The right eigenvector x and the left eigenvector y of (S,P) correspond‐
ing to an eigenvalue w are defined by:
S*x = w*P*x, (y**H)*S = w*(y**H)*P,
where y**H denotes the conjugate tranpose of y.
The eigenvalues are not input to this routine, but are computed
directly from the diagonal blocks of S and P.
This routine returns the matrices X and/or Y of right and left eigen‐
vectors of (S,P), or the products Z*X and/or Q*Y,
where Z and Q are input matrices.
If Q and Z are the orthogonal factors from the generalized Schur fac‐
torization of a matrix pair (A,B), then Z*X and Q*Y
are the matrices of right and left eigenvectors of (A,B).
ARGUMENTS
SIDE (input) CHARACTER*1
= 'R': compute right eigenvectors only;
= 'L': compute left eigenvectors only;
= 'B': compute both right and left eigenvectors.
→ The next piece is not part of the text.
PR #1516, opened 2026-07-12
Add fast math and clear fill optimization

StafaH:
Enable fast math for the render megakernel and avoid clearing RGB and depth output buffers before every render. 

| Scene | Before | After | Change |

HOWMNY (input) CHARACTER*1
= 'A': compute all right and/or left eigenvectors;
= 'B': compute all right and/or left eigenvectors, backtrans‐
formed by the matrices in VR and/or VL; = 'S': compute selected
right and/or left eigenvectors, specified by the logical array
SELECT.
SELECT (input) LOGICAL array, dimension (N)
If HOWMNY='S', SELECT specifies the eigenvectors to be com‐
puted. If w(j) is a real eigenvalue, the corresponding real
eigenvector is computed if SELECT(j) is .TRUE.. If w(j) and
w(j+1) are the real and imaginary parts of a complex eigenval‐
ue, the corresponding complex eigenvector is computed if either
SELECT(j) or SELECT(j+1) is .TRUE., and on exit SELECT(j) is
set to .TRUE. and SELECT(j+1) is set to .FALSE.. Not refer‐
enced if HOWMNY = 'A' or 'B'.
N (input) INTEGER
The order of the matrices S and P. N >= 0.
S (input) DOUBLE PRECISION array, dimension (LDS,N)
The upper quasi-triangular matrix S from a generalized Schur
factorization, as computed by DHGEQZ.
LDS (input) INTEGER
The leading dimension of array S. LDS >= max(1,N).
P (input) DOUBLE PRECISION array, dimension (LDP,N)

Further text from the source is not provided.